The service principal for internal HiveServer2 is determined by the Kerberos realm alone.

  • hive/hiveserver2-internal.hivemr3.svc.cluster.local@PL in hive-hiveserver2-internal.hivemr3.svc.cluster.local.keytab

Ranger requires two service principals and a user principal. All the principals are uniquely determined by the Kerberos realm.

  • HTTP/ranger.hivemr3.svc.cluster.local@PL in HTTP-ranger.hivemr3.svc.cluster.local.keytab (Spnego service principal)
  • rangeradmin/ranger.hivemr3.svc.cluster.local@PL in rangeradmin-ranger.hivemr3.svc.cluster.local.keytab (admin service principal)
  • rangerlookup@PL in rangerlookup.keytab (lookup principal)

Spark requires a user principal. The user may choose any primary in the principal (not necessarily spark).

  • spark@PL in spark.keytab

Optionally the user may use a user principal for accessing Kerberized HDFS from Hive on MR3. In our example, we use hive@PL, but the user may choose any primary in the principal.
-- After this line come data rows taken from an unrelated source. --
Issue #141, opened 2020-04-25
Bind to a specific interface/IP


marcodmb:
Maybe useful for Jamulus to bind to a specific interface (multipath routing with iproute2, ecc...). At the moment works only with the interface related to the default gateway.
Thank you and great job!

pljones:
If I remember correctly...

The server just listens on 0.0.0.0:<local port>.  So, no routing applicable there, really - if you want to limit connections, your firewall can do that easily enough.  Are you saying you want to limit the listen to a specific local IP (i.e. the address of eth0 or whatever)?

The client routes to the target IP <remote IP>:<remote port> using whatever routing rules set up, then uses the local IP and port it gets allocated to listen for replies.  You should be able to write routing for <remote IP> already that would ensure the right interface was used, right?

marcodmb:
No, is not a firewall issue. That's a load balancing setup.
My Linux server has 2 public IP addresses IP_A/subnet_A and IP_B/subnet_B.
Each public IP has a gateway for the respective subnet.
Via iproute2 I've set the proper source based routing rules:
Packets from IP_A -> GATEWAY_A and packets from IP_B -> GATEWAY_B.
The main routing table has GATEWAY_A as default (not GATEWAY_B), thus if i start a socket with any server on the internet the path is thru link A using IP_A and GATEWAY_A.

Then starting Jamulus I have:
`root@myserver:~# netstat -anp | grep Jamulus
udp        0      0 0.0.0.0:22124           0.0.0.0:*                           24720/Jamulus`
thus Jamulus listens on 0.0.0.0:22124.

If I run Jamulus setting IP_A:22124 as destination on client C just works. But if i run Jamulus setting IP_B:22124 as destination on client C **doesn't work**. UDP packets reach my server thru link_B but return thru link_A, not link_B!
Adding interface/IP binding option to Jamulus should fix this issue and permit load balancing configurations (to lower latecy for example, using multiple links and multiple Jamulus intances).

pljones:
It sounds like you're managing the set up outside the server wrongly, still, to me.  Either there is one service endpoint address - and that means one instance of Jamulus, as it's not sharing state - or there are two endpoint addresses, each with one discrete instance.

Client A connects to IP 1, that gets network load balanced once it hits your network - but you need to bring those multiple routes together before arriving at the Jamulus instance handling IP 1.

marcodmb:
The setup I need is:
`Server    IP_A   <-> Router A <-> Client A`
[...]

PR #1561, opened 2021-04-25
feature request #141: add server binding address

buv:
Tying a specific IP address to a jamulus server on a host with multiple IP addresses I find very useful. So I added a command line argument --serverbindip (followed by the IP address to bind to) and routed it through until it reaches socket.cpp.

Since I am not a C++ programmer, any feedback is welcome.


gilgongo:
Hi - thanks for this! I've linked this PR to a prior discussion in which one method was discussed to do this but I'm not sure what happened in the end.

pljones (approved):

softins (approved):
Nicely done - thank you! I've built and tested, and all seems ok.

softins (changes requested):
There is a Windows build issue that needs to be resolved before this can be merged. `arpa/inet.h` is not available under Windows.

softins:
@buv `arpa/inet.h` is not available under Windows. Please could you remove that `#include` and instead of using `inet_addr()`, revise your address binding in `CSocket::Init()` to use the same technique as is used in `CSocket::SendPacket()` to set the destination address when sending? Thank you!

pljones (changes requested):
As per @softins comment.

buv:
Changes are made.

softins (approved):
That's great, thank you!

pljones (approved):

pljones:
Thanks for the change!

gilgongo:
Just a minor thing, but seeing as this option doesn't have a short form, would it be too late to drop the "server" bit from it? We don't use (for example) `--serverlog` or `--serverdelaypan` for example, and just have it as `--bindip`. Just makes things a bit more compact on the CLI is all.

pljones:
`--serverpublicip` is there already.  Arguably, so is `--centralserver` :)...

gilgongo:
Oh OK. Well never mind then.

buv:
I tried to "orient" (euphemism for copy-and-paste) myself on the --serverpublicip parameter and did not want to pertubate the shortcut name space. "Shortcuts for all" is perhaps then another feature request? ;-)

hoffie:
@buv Do you want to add yourself to the contributors list?
https://github.com/jamulussoftware/jamulus/blob/0d593fc959a7bdca351d27fe10d59e775cc6228c/src/util.cpp#L492

This would have to be a separate PR as this one has already been merged.

buv:
Thank you very much for the invitation!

  • hive@PL in hive.keytab

Then set kerberosSecret and spark fields as follows:

  kerberosSecret: {
    server: {
      keytab: "hive-orange1.keytab",
      principal: "hive/orange1@PL",
      data: fs.readFileSync("hive-orange1.keytab").toString("base64"),
      keytabInternal: "hive-hiveserver2-internal.hivemr3.svc.cluster.local.keytab",
      principalInternal: "hive/hiveserver2-internal.hivemr3.svc.cluster.local@PL",
      dataInternal: fs.readFileSync("hive-hiveserver2-internal.hivemr3.svc.cluster.local
    },
    user: {
      keytab: "hive.keytab",
      principal: "hive@PL",
      data: fs.readFileSync("hive.keytab").toString("base64")
    },
    ranger: {
      spnego: {
        keytab: "HTTP-ranger.hivemr3.svc.cluster.local.keytab",
        principal: "HTTP/ranger.hivemr3.svc.cluster.local@PL",
        data: fs.readFileSync("HTTP-ranger.hivemr3.svc.cluster.local.keytab").toString("
      },
      admin: {
        keytab: "rangeradmin-ranger.hivemr3.svc.cluster.local.keytab",
        principal: "rangeradmin/ranger.hivemr3.svc.cluster.local@PL",
        data: fs.readFileSync("rangeradmin-ranger.hivemr3.svc.cluster.local.keytab").toS
      },
      lookup: {
        keytab: "rangerlookup.keytab",
        principal: "rangerlookup@PL",
        data: fs.readFileSync("rangerlookup.keytab").toString("base64")
      }
    }
  },
  spark: {
    keytab: "spark.keytab",
    principal: "spark@PL",
    data: fs.readFileSync("spark.keytab").toString("base64")
  },

Configuring Ranger

In the Ranger service, fill the JDBC URL field with:

  • jdbc:hive2://hiveserver2.hivemr3.svc.cluster.local:9852/;principal=hive/orange1@PL;

Configuring Superset

When registering a database source, the Hive URI should be:

  • hive://hiveserver2-internal.hivemr3.svc.cluster.local:9852/default?auth=KERBEROS&kerberos_service_name=hive

Running queries

For sending queries to the public HiveServer2, the user should obtain a valid Kerberos ticket and use JDBC URL:

  • jdbc:hive2://orange1:9852/;principal=hive/orange1@PL;

Running Spark on MR3

Inside a Spark driver Pod, the user should obtain a Kerberos ticket from spark.keytab (mounted in the directory /opt/mr3-run/key) before running Spark shell or submitting Spark jobs.

$ kubectl exec -n hivemr3 -it spark1 -- /bin/bash
spark@spark1:/opt/mr3-run/spark$ kinit -kt ../key/spark.keytab spark@PL
spark@spark1:/opt/mr3-run/spark$ ./run-spark-shell.sh 
...